The following can be used to categorise events as information security incidents:
- A virus
- Unauthorised access to information systems or data
- Ransomeware
- A system outage
- Social engineering attacks
- Unauthorised disclosure of information
- Unauthorised modification of information
- Denial of service to information systems or users
Assessment of Information Security Events
We also set out in ISO 27001 Annex A 5.24 Information Security Incident Management Planning And Preparation who will co-ordinate and respond to the information security incident and it those people that will perform the assessment and make a decision on the events.
The point of contact should assess each information security event using the following as guidance:
- Impact: The impact of the event should be assessed in terms of the severity of the consequences, such as loss of confidentiality, integrity, or availability of information.

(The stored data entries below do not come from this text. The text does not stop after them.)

PR #971, opened 2021-01-14
Require user to select taxon or a child taxon

benthorner:
https://trello.com/c/oYRFCtBm/668-iterate-error-content-and-behaviour-for-new-signup-workflow

This also starts to move towards using the "link" query param for email
signup. Please see the commits for more details.

## After

Screenshot 2021-01-14 at 10 52 38

### DIFF
--- a/app/controllers/content_item_signups_controller.rb
+++ b/app/controllers/content_item_signups_controller.rb
@@ -11,7 +11,7 @@ class ContentItemSignupsController < ApplicationController
   before_action :assign_list_params
 
   def new
-    if is_taxon?(@content_item) && taxon_children(@content_item).any?
+    if is_taxon_with_children?(@content_item)
       render "taxon"
     else
       render "confirm"
@@ -19,11 +19,9 @@ class ContentItemSignupsController < ApplicationController
   end
 
   def confirm
-    if is_taxon?(@content_item) && taxon_children(@content_item).any?
-      if params[:topic].nil?
-        flash[:error] = t("content_item_signups.taxon.no_selection")
-        render "taxon"
-      end
+    if is_taxon_with_children?(@content_item) && params[:topic].nil?
+      flash[:error] = t("content_item_signups.taxon.no_selection")
+      render "taxon"
     end
   end
 
--- a/app/controllers/content_item_signups_controller.rb
+++ b/app/controllers/content_item_signups_controller.rb
@@ -18,7 +18,14 @@ class ContentItemSignupsController < ApplicationController
     end
   end
 
-  def confirm; end
+  def confirm
+    if is_taxon?(@content_item) && taxon_children(@content_item).any?
+      if params[:topic].nil?
+        flash[:error] = t("content_item_signups.taxon.no_selection")
+        render "taxon"
+      end
+    end
+  end
 
   def create
     slug = GdsApi.email_alert_api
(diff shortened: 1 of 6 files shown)


app/controllers/content_item_signups_controller.rb
```diff
@@ -18,7 +18,14 @@ def new
     end
   end
 
-  def confirm; end
+  def confirm
+    if is_taxon?(@content_item) && taxon_children(@content_item).any?
```
sihugh, line 22: worth extracting this as `is_taxon_with_children?` ? I note it's used in a couple of places now, and it'll ensure that the logic stays in step

spec/features/content_item_signup_spec.rb
```diff
@@ -50,9 +50,7 @@ def when_i_visit_the_signup_page
   end
 
   def and_i_refine_my_selection
-    expect(page).to have_checked_field("topic-2")
```
sihugh, line 51: is it worth asserting that we have no checked fields?

app/controllers/content_item_signups_controller.rb
```diff
@@ -43,13 +43,11 @@ def handle_redirects
...
 
-    redirect_to(new_content_item_signup_path(topic: destination_path))
+    redirect_to(new_content_item_signup_path(link: destination_path))
   end
 
   def assign_content_item
-    # Topic param left in for backwards compatibility.
-    # Topic is the user-facing terminology for taxons. Expect the taxon base
-    # path to be provided in a param of this name.
+    # Note: the "topic" param has historically appeared in external links
```
sihugh, line 50: That's interesting. Do we get direct visits to signup pages from external sites?

spec/controllers/content_item_signups_controller_spec.rb
```diff
@@ -138,7 +138,7 @@ def make_request(params)
       stub_email_alert_api_does_not_have_subscriber_list("links" => { organisations: [content_id] })
       stub_email_alert_api_creates_subscriber_list("links" => { organisations: [content_id] }, "slug" => "my-list")
 
-      make_request(topic: "/my-organisation")
+      make_request(link: "/my-organisation")
```
sihugh, line 141: I note that organisation pages already use the `link=/organisation/path` form 👍

sihugh (commented):
A couple of small things, but looks good 👍

app/controllers/content_item_signups_controller.rb
benthorner: Yup. I don't actually know if such links make use of the "topic" query param, but I'm airing on the side of caution in case we change how taxon signup works in future, when it might be tempting to remove it here - whoever is making the change should go and check. I did also mean that our other apps use "topic". Once we've switched to "link", it should be much clearer in future analytics/logs whether this query param is actually used externally.

app/controllers/content_item_signups_controller.rb
benthorner: Sure, that makes sense. I've added another commit for that 👍.

spec/features/content_item_signup_spec.rb
benthorner: Oh yes, good point - I missed the controller spec doesn't actually cover the lack of pre-selection in the UI. I've amended the commit to negate this check.

benthorner:
Thanks for the review @sihugh! I think I've addressed all your comments, if you could take another look?

sihugh (approved):

PR #979, opened 2021-01-19
Fix component asset imports

andysellick:
- some assets were being included but weren't needed
- at least one (details) was needed (JS) but not included

(based this on the suggested Sass/JS functionality of the component guide, but also did some manual checking)


alex-ju (approved):
nice one! getting rid of `govspeak` is going to be great for performance and getting `details` in will improve browser coverage

PR #985, opened 2021-01-25
Update login screens to match new design

benthorner:
https://trello.com/c/l2cC0fY4/678-update-sign-in-journey-email-screens-to-match-design

This also refactors the related feature specs. Please see
the commits for more details.

## Before

Before | After
:---:|:---:
Screenshot 2021-01-25 at 15 41 00 | Screenshot 2021-01-25 at 15 42 13
Screenshot 2021-01-25 at 15 41 29  |  Screenshot 2021-01-25 at 15 42 38
Screenshot 2021-01-25 at 15 41 08 | Screenshot 2021-01-25 at 15 42 21
Screenshot 2021-01-25 at 15 41 18 | Screenshot 2021-01-25 at 15 42 29
Screenshot 2021-01-25 at 15 41 50 | Screenshot 2021-01-25 at 15 42 04


config/locales/subscriber_authentication.yml
```diff
@@ -18,6 +18,14 @@ en:
...
+        <p>We’ve sent an email to <strong>%{address}</strong></p>
+        <br>
+        <p>Click the link in the email to confirm your email address.</p>
+        <br>
+        <p>The link will stop working after 7 days.</p>
+      delay_title: Not received an email?
+      delay_html: |
+        <p>Emails sometimes take a few minutes to arrive.</p>
+        <p>If you do not receive an email soon, check your spam or junk folder.</p>
+        <p>If this does not work, <a href="https://www.gov.uk/contact/govuk">contact GOV.UK</a> for help.</p>
```
kevindew, line 31: I think you'll want class="govuk-link" on this link. Without it I recall links are almost the same as GOV.UK ones but with a subtle colour difference.

config/locales/subscriber_authentication.yml
```diff
@@ -18,6 +18,14 @@ en:
...
       heading: "Check your inbox"
-      confirmation: "We’ve sent an email to %{address}."
-      prompt: Click the link in the email to manage your subscriptions.
-      delay_warning: It can take up to 15 minutes for the email to arrive.
+      description_html: |
+        <p>We’ve sent an email to <strong>%{address}</strong></p>
+        <br>
+        <p>Click the link in the email to confirm your email address.</p>
+        <br>
+        <p>The link will stop working after 7 days.</p>
```
kevindew, line 26: This doesn't feel a semantic use of br - looks like it's being used to achieve styling. Is there a margin bottom modifier class that can be used instead?

kevindew (commented):
Nice one - looks a great improvement in the screenshots.

spec/features/manage_subscriptions_confirmation_email_spec.rb
```diff
@@ -22,7 +22,8 @@ def and_i_enter_my_email_address
       subscriber_id, @email_address
     )
 
-    fill_in I18n.t!("subscriber_authentication.sign_in.email_input.label"),
+    fill_in I18n.t!("subscriber_authentication.sign_in.email_input"),
+            name: :address,
```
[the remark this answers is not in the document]
benthorner: You're right the `name` option makes the text redundant. I left it in for consistency, but it's probably more confusing than helpful. I've removed it in the first commit.

config/locales/subscriber_authentication.yml
benthorner: Oh yes, I meant to fix that. Thanks for spotting. I've added the `no-visited-state` class, as the target is really an action page, rather than one for someone to read.

The `govuk-link` class appears to be unnecessary if we have the other one and are already in a body-like context, but I've added it in anyway as the two are always seen together.

config/locales/subscriber_authentication.yml
benthorner: Oh interesting. I'd always thought of `<br>` as a stylistic element, and the Internet jury is vague on this point. But I can see that semantically it makes more sense for it to only be used within a `<p>`.

I can see it's really GOV.UK confusing things here, by removing the blank lines that normal follow `<p>` elements. I've changed the 5th commit to apply the `govuk-body` class, which restores the spacing.

benthorner:
This should be good to go now - thanks for the insightful comments 💯. I've added a final commit to follow-up on https://github.com/alphagov/email-alert-frontend/pull/985#discussion_r564394788 in another place in the code - there's a small increase in vertical space, but essentially no change.

config/locales/subscriber_authentication.yml
kevindew: Super. Good shout on the no-visited-state. As I understand .govuk-link uses a different colour palette and is a slightly different blue. I presume the default one is the result of a legacy utility like govuk_frontend_toolkit.

kevindew (approved):

config/locales/subscriber_authentication.yml
benthorner: > I presume the default one is the result of a legacy utility like govuk_frontend_toolkit

Yeah, it does look like there's a colour state coming from our "core-layout", but I do also recall that we're trying to be less "global", or more specific, about where we apply styles these days.

Issue #914, opened 2020-11-19
Missing startup documentation


chris-gds:
## What?

Viewing this app for the first time and starting up in isolation (to resolve an a11y issue) it's not clear that the typical Frontend startup process [outlined in the docs](https://docs.publishing.service.gov.uk/) does not apply to this app. 

In order to **startup** this app and to be able to move through example pages and have them render, this app has to be started using Docker and the `--live` flag. 

`$ govuk-docker up email-alert-frontend-app-live`

## Why?
Without starting the up via this method, the app from a Frontend POV is unusable and you run into many errors.  
Eg you cannot use `/.startup.sh` or docker without live data.
 
[PR conversation with @kevindew around updating the README](https://github.com/alphagov/email-alert-frontend/pull/912) advised that it would be more desirable to get consensus with startup documentation across many apps and is most likely a wider topic. Updating docs as suggested above would be misleading and would age badly

kevindew:
Thanks for turning this into an issue @chris-gds 

> Viewing this app for the first time and starting up in isolation (to resolve an a11y issue) it's not clear that the typical Frontend startup process outlined in the docs does not apply to this app.

By this process do you mean: https://docs.publishing.service.gov.uk/manual/local-frontend-development.html ? and if so I'm not sure why it didn't apply as I think it should?

---

I think the thing that is a bit fishy is that very few GOV.UK app readme's have a "Running the application" the application section, and the lack of one suggests that someone forgot to add it, rather than it purposely isn't there. Indeed, it was [only recently removed](https://github.com/alphagov/email-alert-frontend/pull/766/commits/d6de99f6b1104f8e02a088f394ee41cf287c66f1) as the information was out of date.

If we're able to reach a resolution on this issue, it'd be good if it was something that could apply across various GOV.UK Docker apps so we'd want something simple that could be repeated.

Personally I'd be happy with something like:

```
### Running the application

This application is designed to be run within the [GOV.UK Docker](https://github.com/alphagov/govuk-docker) development environment.  You can also [run this application in isolation](https://docs.publishing.service.gov.uk/manual/local-frontend-development.html#using-startup-scripts) for frontend development.
```

I'd want to keep anything we put brief to reduce the risks of information falling out of date.

@benthorner, as someone involved in the previous removal, what are your thoughts?

benthorner:
Thanks for tagging me @kevindew. 

@chris-gds I'm nor sure I understand the problem. Could you help me understand what's wrong?

[...]

PR #990, opened 2021-02-05
Update README

chris-gds:
## What?

Update docs, providing more details about running the application using docker.

## Why? 

[Request to update docs](https://github.com/alphagov/govuk-ithc-documentation/issues/116) and to [close issue](https://github.com/alphagov/email-alert-frontend/issues/914).

### DIFF
--- a/README.md
+++ b/README.md
@@ -4,6 +4,10 @@ A frontend for creating and managing email subscriptions.
 
 ## Overview
 
+### Running the application
+
+This application is designed to be run within the [GOV.UK Docker](https://github.com/alphagov/govuk-docker) development environment it will be available on the host at http://email-alert-frontend.dev.gov.uk/.  You can run Email Alert Frontend against live, read-only data with `govuk-docker-up app-live`.
+
 ### Signup
 
 This app provides three routes for signing up to email:


README.md
```diff
@@ -4,6 +4,10 @@ A frontend for creating and managing email subscriptions.
 
 ## Overview
 
+### Running the application
+
+This application is designed to be run within the [GOV.UK Docker](https://github.com/alphagov/govuk-docker) development environment it will be available on the host at http://email-alert-frontend.dev.gov.uk/.  Using the `--live` flag can be used to test a read-only frontend app against live GOV.UK APIs.
```
1pretz1, line 9: I think some clarification around the `--live` flag is needed here as this flag is only available via the [startup script] rather than when using Docker. However, it does look like docker supports running the app in [live mode] too via `govuk-docker-up app-live`. Maybe we could update this last sentence so it just relates to Docker?

[startup script]: https://github.com/alphagov/email-alert-frontend/blob/master/startup.sh
[live mode]: https://github.com/alphagov/govuk-docker/blob/master/projects/email-alert-frontend/docker-compose.yml#L47-L59

chris-gds: Sure, what would you like the ideal copy to read? I can update.

1pretz1: Possibly something like:

```
You can run Email Alert Frontend against live, read-only data with `govuk-docker-up app-live`.
```

chris-gds: Ace, that's been updated. Hopefully that reads better?

1pretz1 (approved):

README.md
1pretz1: Yup, looks good to me! Thanks for updating.

chris-gds: Np, thanks for taking a gander and offering the ideal copy. 🙌🏼

chris-gds: Ahh I've realised I don't have auth on this one - would you be ok to the honours and click merge? @1pretz1

1pretz1: Ah, probably because Email Alert Frontend is continuously deployed and uses stricter merge permissions.

1pretz1: Sure thing, I like pressing big green buttons 😄

PR #1086, opened 2021-07-02
Various frontend changes for accounts

barrucadu:
Various frontend changes for account-based email management.  None of these words or screens have been reviewed by a designer, this is just so we can get something working up on staging (it's behind the feature flag) and then iterate.

---

[Trello card](https://trello.com/c/Vzd8so2T/874-implement-designs-for-managing-your-email-notifications-via-the-account)

### DIFF
--- a/app/controllers/subscriber_authentication_controller.rb
+++ b/app/controllers/subscriber_authentication_controller.rb
@@ -51,6 +51,8 @@ class SubscriberAuthenticationController < ApplicationController
     render :confirm_your_govuk_account
   end
 
+private
+
   helper_method def confirm_govuk_account_url
     ENV.fetch("GOVUK_ACCOUNT_CONFIRM_EMAIL_URL")
   end
@@ -58,8 +60,6 @@ class SubscriberAuthenticationController < ApplicationController
   helper_method def govuk_account_auth_enabled?
     ENV["FEATURE_FLAG_GOVUK_ACCOUNT"] == "enabled"
   end
-
-private
 
   def token
     @token ||= AuthToken.new(params.require(:token))
--- a/app/controllers/subscriber_authentication_controller.rb
+++ b/app/controllers/subscriber_authentication_controller.rb
@@ -39,7 +39,7 @@ class SubscriberAuthenticationController < ApplicationController
     head :not_found and return unless govuk_account_auth_enabled?
     reauthenticate_govuk_account and return if account_session_header.blank?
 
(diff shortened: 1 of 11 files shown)


config/locales/subscriber_authentication.yml
```diff
@@ -27,3 +27,9 @@ en:
         <p>Emails sometimes take a few minutes to arrive.</p>
         <p>If you do not receive an email soon, check your spam or junk folder.</p>
         <p>If this does not work, <a class="govuk-link govuk-link--no-visited-state" href="https://www.gov.uk/contact/govuk">contact GOV.UK</a> for help.</p>
+    use_your_govuk_account:
+      heading: "Sign in with your GOV.UK account"
+      description_html: |
+        <p class="govuk-body">You’ve set up a GOV.UK account for <strong>%{address}</strong></p>
```
huwd, line 37: I know we do it everywhere... but I stll feel like we need a better way of doing these paragraph chunks with embedded HTML.

It's particularly the wrapping in repeated `<p>` tags

But with that said I can't think up a better way of doing it 🤔 .
- Using individual locale strings into P tags in the HTML assumes that different languages would need three paragraphs to get across the same point (not impossible we might want to actually use these locales for languages at some point).
- We could make this a list, and have the HTML map over the top and inject it into HTML in the view or a helper. But then we've got nested <strong> and <a> tags here too, so we still end up with HTML in our strings.

I think it's especially the idea of having classes in our locale files that seem like it could be easy to miss if we want changes.

Anyway, just pondering out loud, no changes needed I think this is a fit with what we've done everywhere so far!

app/controllers/subscriber_authentication_controller.rb
```diff
@@ -51,6 +51,10 @@ def process_govuk_account
     render plain: "This GOV.UK account does not have a verified email address."
   end
 
+  helper_method def govuk_account_auth_enabled?
```
huwd, line 58: huh this is new syntax, I've not seen this before.

So is this equivalent to doing:
```
def govuk_account_auth_enabled?
...
end

helper_method: :govuk_account_auth_enabled?
```

In some ways I like the shortening, but it's a bit jarring first time I saw it...

Can this be a private method too?

barrucadu: Yeah, `def` returns the name of the method as a symbol, which is why this works.  I've seen both approaches in GOV.UK code.

I've made these private now.

huwd (approved):

PR #1106, opened 2021-08-05
Account layout for email management pages

danacotoran:
The accounts team are working towards the goal of enabling users who have linked their email notifications address and their GOVUK Account to manage their email subscriptions through their account.

Part of this work is making the email management pages (which live in `email-alert-frontend`) look the same as the account manager when the user is authenticated with a linked account.

This PR reorganises some of the views and requests the `gem_layout_account_manager` from static which will automatically apply account page furniture to the email management pages when the user is logged in with a linked account.

(if you're going to review this I would highly recommend the "Hide whitespace changes option)

### What it looks like now
Screenshot 2021-08-10 at 10 22 55

### What it will look like when someone's logged in with a linked account
Screenshot 2021-08-10 at 10 20 45

Dependent on: 
- https://github.com/alphagov/govuk_publishing_components/pull/2255
- https://github.com/alphagov/static/pull/2571

-------

https://trello.com/c/F0ZDY0RC

------

### DIFF
--- a/app/controllers/application_controller.rb
+++ b/app/controllers/application_controller.rb
@@ -15,6 +15,8 @@ class ApplicationController < ActionController::Base
 
   helper_method :authenticated?
 
+  helper_method :use_govuk_account_layout?
+
   if ENV["BASIC_AUTH_USERNAME"]
     http_basic_authenticate_with(
       name: ENV.fetch("BASIC_AUTH_USERNAME"),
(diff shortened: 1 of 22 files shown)


app/controllers/application_controller.rb
```diff
@@ -26,6 +28,10 @@ def authenticated?
     session["authentication"].present?
   end
 
+  def govuk_account_layout?
+    defined?(use_govuk_account_layout?) && use_govuk_account_layout? == true
+  end
```
barrucadu, line 33: Is there an advantage of defining this `govuk_account_layout?` over having:

```ruby
def use_govuk_account_layout?
  false
end
```

here?

huwd (approved):
LGTM!

PR #153, opened 2018-07-17
Print single-line field options on the same line from the formatter

### LINKED ISSUE #108: Print single-line field options on the same line from the formatter
If you have a field:

```
int woot = 5 [ (bar.field_option) = true ];
```

Print that out instead of the current:

```
int woot = 5 [
  (bar.field_option) = true
];
```

peter-edge:
Fixes #108. See the diff on the format golden files below.

`POptions` effectively becomes `pOptions` (signaling it should not be called outside of `baseVisitor`), then the new `POptions` no longer takes `isFieldOption` bool, and fields/enum fields are special-cased in`PField` and `PEnumField`.

The code is not clean, but this is a larger symptom of how the code already is in `internal/format`, and of emicklei/proto. This is one of the smaller "transformations" from the existing code that we can make to fix #108. Let me know what you want to do with it!

### DIFF
--- a/internal/format/base_visitor.go
+++ b/internal/format/base_visitor.go
@@ -89,7 +89,7 @@ func (v *baseVisitor) pMessageOrEnumField(prefix string, fieldName string, field
 	}
 	if len(options) == 1 {
 		o := options[0]
-		if len(o.Constant.Array) == 0 && len(o.Constant.OrderedMap) == 0 {
+		if isSingleValueLiteral(o.Constant) {
 			if source := o.Constant.SourceRepresentation(); source != "" {
 				v.PWithInlineComment(inlineComment, prefix, fieldType, fieldName, " = ", fieldTag, " [", o.Name, ` = `, source, "];")
 				return
@@ -122,8 +122,7 @@ func (v *baseVisitor) pOptions(isFieldOption bool, options ...*proto.Option) {
 			}
 		}
 		v.PComment(o.Comment)
-		// TODO: this is a good example of the reasoning for https://github.com/uber/prototool/issues/1
-		if len(o.Constant.Array) == 0 && len(o.Constant.OrderedMap) == 0 {
+		if isSingleValueLiteral(o.Constant) {
 			// SourceRepresentation() returns an empty string if the literal is empty
 			// if empty, we do not want to print the key or empty value
 			if source := o.Constant.SourceRepresentation(); source != "" {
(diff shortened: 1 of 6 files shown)


internal/format/base_visitor.go
```diff
@@ -152,17 +182,16 @@ func (v *baseVisitor) pInnerLiteral(name string, literal proto.Literal, suffix s
...
 
-func (v *baseVisitor) PField(prefix string, t string, field *proto.Field) {
-	v.PComment(field.Comment)
-	if len(field.Options) == 0 {
-		v.PWithInlineComment(field.InlineComment, prefix, t, " ", field.Name, " = ", field.Sequence, ";")
+func (v *baseVisitor) PField(prefix string, fieldType string, field *proto.Field) {
+	v.pMessageOrEnumField(prefix, field.Name, fieldType, field.Sequence, field.Comment, field.InlineComment, field.Options...)
+}
+
+func (v *baseVisitor) PEnumField(element *proto.EnumField) {
```
amckinney: I'd prefer to handle the case of a `nil` `element.ValueOption` option in the `pMessageOrEnumField` func so that this can simply be:
```
v.pMessageOrEnumField("", element.Name, "", element.Integer, element.Comment, element.InlineComment, element.ValueOption)
```

But I realize that this change would also need to propagate to `pOptions`, and the change would complicate things a bit.

Eh, I'm fine with leaving this in as is.

internal/format/base_visitor.go
```diff
@@ -73,7 +73,37 @@ func (v *baseVisitor) PComment(comment *proto.Comment) {
...
+		fieldType = fieldType + " "
+	}
+	v.PComment(comment)
+	if len(options) == 0 {
+		v.PWithInlineComment(inlineComment, prefix, fieldType, fieldName, " = ", fieldTag, ";")
+		return
+	}
+	if len(options) == 1 {
+		o := options[0]
+		if len(o.Constant.Array) == 0 && len(o.Constant.OrderedMap) == 0 {
```
amckinney: Seeing as this is used in `pOptions` as well and has an issue associated with it, we might want to make a more explanatory helper function. I'm not sure what a good name for this would be:

```
func <someName>(o *proto.Option) bool {
  return len(o.Constant.Array) == 0 && len(o.Constant.OrderedMap) == 0 && o.Constant.SourceRepresentation() != ""
}
```

peter-edge: Done

peter-edge:
All comments addressed @amckinney

PR #155, opened 2018-07-18
Remove the protoc-url global flag

amckinney:
Putting this up for discussion -

Given that we intend all of our users to specify the desired `protoc_version` in their `prototool.yaml`, it might not be necessary to support the `protoc-url` override in our global flag set.

I'd rather remove this override for now if we don't currently have a need for it. I can see where it might be useful (fetching a `protoc` zip file from another location), but this might better introduced as a `prototool.yaml` setting, and not as a global flag.


amckinney:
Ok, makes sense. Is this a flag so that these cases don't need a `prototool.yaml`?

PR #157, opened 2018-07-25
Allow file urls for the --protoc-url flag

### LINKED ISSUE #144: Re-add download as a context-specific command
Right now, `download` uses whatever configuration is in your current directory, so for example if your current directory has no `prototool.yaml` file, and sub-directory `a/b` has `a/b/prototool.yaml` with `protoc_version: 3.4.0`, `prototool download` will download the default version of `protoc` (currently 3.5.1), not the version in the `prototool.yaml` file. We should make `download` and `clean` take `dirOrProtoFiles...` so `prototool download a/b` does what you expect.

peter-edge:
This allows urls that start with `file://` for `-protoc-url` to allow for local download points. I've tested this manually. Fixes #144.


amckinney:
Let's add a changelog entry!

Issue #142, opened 2018-07-10
Merge FileDescriptorSets returned from Compiler into single FileDescriptorSet


peter-edge:
Now that we have one build configuration via allowing only one `prototool.yaml` file, all imports should be from the same places, therefore we should be able to smartly merge the `FileDescriptorSets` returned from `internal/protoc.Compiler` into a single `FileDescriptorSet`. This involves making sure all `FileDescriptorProtos` with the same name are actually equal, perhaps by a byte comparison of the serialized `FileDescriptorProtos`. If we have one `FileDescriptorSet`, a lot of operations in dependent packages get much simpler (grpc, #131, etc).

PR #158, opened 2018-07-25
Merge file descriptor sets

amckinney:
Re: https://github.com/uber/prototool/issues/142

Now that we only support a single `prototool.yaml`, we can safely merge the collected file descriptor sets into a single set. We simply loop over the separate file descriptor sets, and verify that any duplicate files have the same byte representation. We uniquely identify each file via `*descriptor.FileDescriptorProto.GetName` and compare their bytes via `*descriptor.FileDescriptorProto.String`, which marshals the file's contents under the hood.

Seeing as this is an internal implementation detail, I didn't include a changelog entry. Let me know if you'd like me to include a note there.

### DIFF
--- a/internal/protoc/compiler.go
+++ b/internal/protoc/compiler.go
@@ -161,8 +161,40 @@ func (c *compiler) Compile(protoSet *file.ProtoSet) (*CompileResult, error) {
 			fileDescriptorSets = append(fileDescriptorSets, fileDescriptorSet)
 		}
 	}
+	// Given that we only allow one build configuration, we can merge all of
+	// file descriptor sets into a single set.
+	fds, err := mergeFileDescriptorSets(fileDescriptorSets)
+	if err != nil {
+		return nil, fmt.Errorf("failed to merge file descriptors: %v", err)
+	}
 	return &CompileResult{
-		FileDescriptorSets: fileDescriptorSets,
+		FileDescriptorSet: fds,
+	}, nil
+}
+
+// Merge the file descriptor sets into a single set. All of the import paths should
+// refer to the same proto files, so we verify by comparing the raw bytes
+// between the files that are referenced more than once.
+func mergeFileDescriptorSets(sets []*descriptor.FileDescriptorSet) (*descriptor.FileDescriptorSet, error) {
+	// Used to determine whether or not a *descriptor.FileDescriptorProto
+	// has already been added to the merged set. We use the file descriptor's
+	// Name attribute to uniquely represent every file descriptor.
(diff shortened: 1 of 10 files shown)


internal/protoc/compiler.go
```diff
@@ -161,8 +161,40 @@ func (c *compiler) Compile(protoSet *file.ProtoSet) (*CompileResult, error) {
...
+// refer to the same proto files, so we verify by comparing the raw bytes
+// between the files that are referenced more than once.
+func mergeFileDescriptorSets(sets []*descriptor.FileDescriptorSet) (*descriptor.FileDescriptorSet, error) {
+	// Used to determine whether or not a *descriptor.FileDescriptorProto
+	// has already been added to the merged set. We use the file descriptor's
+	// Name attribute to uniquely represent every file descriptor.
+	files := map[string]*descriptor.FileDescriptorProto{}
+	for _, s := range sets {
+		for _, f := range s.File {
+			name := f.GetName()
```
peter-edge: I’m not confident this is 100% safe, I need to think about it more. The safest would be to marshal each FileDescriptorProto and hash the byte slice (cast to a string), and check if there are duplicates

AlexAPB:
I still need to dive into this. However, even though we closed the discussions on multiple `prototool.yaml` files for 1.0. It may be worth it to keep the current implementation in-case we ever find a strong reason too support multiple config files.

Maybe this change would be better post-1.0, thoughts? @amckinney @peter-edge

internal/protoc/compiler.go
amckinney: Yea, that's actually what we're doing here. `GetName` uniquely identifies the file and we use the `String` method to marshal that `FileDescriptorProto` into bytes and compare them. For more, see the description above.

amckinney:
Re: @AlexAPB 

Yea that's a great point. I'm fine with deferring this until later - the minor clean up in the respective commands (e.g. `GRPC`) probably isn't worth it for now.

I'll close this for now. We can re-open it and take it forward at a later time if there's ever a need.

internal/protoc/compiler.go
peter-edge: Oh whoops, missed the string thing! So just for clarity, it isn't technically marshalling to Protobuf, it's doing `proto.CompactTextString()` on the value. Should be the same effect in theory, just different serialization format, but for safety, I would worry that `CompactTextString` does not cover everything (with absolutely no research on the subject right now), and I would have preffered to do `proto.Marshal()` - just for future reference!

- Urgency: The urgency of the event should be assessed in terms of how quickly a resolution is needed
- Priority: The priority of the event should be determined by its impact and urgency.
Information Security Assessment Formula
Impact x Urgency = Priority
Decision on Information Security Events
The point of contact should make a decision on each information security event based on the assessment. The decision should include the following:
- Whether the event is an information security incident
- The priority of the incident
- The appropriate response to the incident
Recording of Results
The results of the assessment and decision should be recorded. This is for reference, verification, lessons learnt, root cause analysis and continual improvement. We would record the following information:
- The date and time of the event
- The nature of the event
- The impact of the event
- The urgency of the event
- The priority of the event
- The decision on the event
- The response to the event
Implementation Conclusion
This guide provides a framework for identifying the impact, consequences and priority of an information security incident. The guide should be used in conjunction with your information security incident management plan.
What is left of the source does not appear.